- [DIRECTIONS FOR THIS TASK] Whenever a line in the data contains "https", show that line.

--------------------

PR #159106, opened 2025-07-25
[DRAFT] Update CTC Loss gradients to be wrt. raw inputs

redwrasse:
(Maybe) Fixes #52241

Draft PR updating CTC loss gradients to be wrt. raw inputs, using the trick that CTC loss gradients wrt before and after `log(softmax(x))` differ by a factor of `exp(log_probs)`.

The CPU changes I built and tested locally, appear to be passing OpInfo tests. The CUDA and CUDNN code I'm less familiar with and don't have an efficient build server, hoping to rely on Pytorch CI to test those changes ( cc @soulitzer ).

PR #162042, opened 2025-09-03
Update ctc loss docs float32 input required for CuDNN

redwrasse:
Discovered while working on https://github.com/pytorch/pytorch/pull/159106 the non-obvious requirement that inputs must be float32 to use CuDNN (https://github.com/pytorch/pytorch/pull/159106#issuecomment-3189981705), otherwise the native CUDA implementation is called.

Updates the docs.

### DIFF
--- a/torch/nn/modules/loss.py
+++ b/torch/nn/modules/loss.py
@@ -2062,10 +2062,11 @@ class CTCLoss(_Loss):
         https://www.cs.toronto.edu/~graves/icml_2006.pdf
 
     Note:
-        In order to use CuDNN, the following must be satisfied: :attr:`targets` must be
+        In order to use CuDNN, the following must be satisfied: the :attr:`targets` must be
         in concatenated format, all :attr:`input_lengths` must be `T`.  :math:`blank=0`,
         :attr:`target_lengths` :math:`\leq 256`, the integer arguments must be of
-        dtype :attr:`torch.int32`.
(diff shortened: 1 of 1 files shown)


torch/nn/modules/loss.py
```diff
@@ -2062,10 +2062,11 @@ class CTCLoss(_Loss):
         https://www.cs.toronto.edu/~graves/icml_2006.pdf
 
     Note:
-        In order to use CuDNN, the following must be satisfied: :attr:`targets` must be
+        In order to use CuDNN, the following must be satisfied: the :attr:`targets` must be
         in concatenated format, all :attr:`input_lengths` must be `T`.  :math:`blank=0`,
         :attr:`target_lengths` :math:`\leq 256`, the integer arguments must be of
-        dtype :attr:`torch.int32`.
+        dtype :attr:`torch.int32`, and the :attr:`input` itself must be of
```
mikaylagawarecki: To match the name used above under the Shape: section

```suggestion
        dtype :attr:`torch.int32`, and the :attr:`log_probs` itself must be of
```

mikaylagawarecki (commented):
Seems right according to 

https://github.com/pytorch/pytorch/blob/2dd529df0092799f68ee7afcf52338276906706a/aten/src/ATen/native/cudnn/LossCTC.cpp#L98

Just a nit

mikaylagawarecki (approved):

--------------------

- [RESULT FOR THIS EXERCISE]
Discovered while working on https://github.com/pytorch/pytorch/pull/159106 the non-obvious requirement that inputs must be float32 to use CuDNN (https://github.com/pytorch/pytorch/pull/159106#issuecomment-3189981705), otherwise the native CUDA implementation is called.
         https://www.cs.toronto.edu/~graves/icml_2006.pdf
         https://www.cs.toronto.edu/~graves/icml_2006.pdf
https://github.com/pytorch/pytorch/blob/2dd529df0092799f68ee7afcf52338276906706a/aten/src/ATen/native/cudnn/LossCTC.cpp#L98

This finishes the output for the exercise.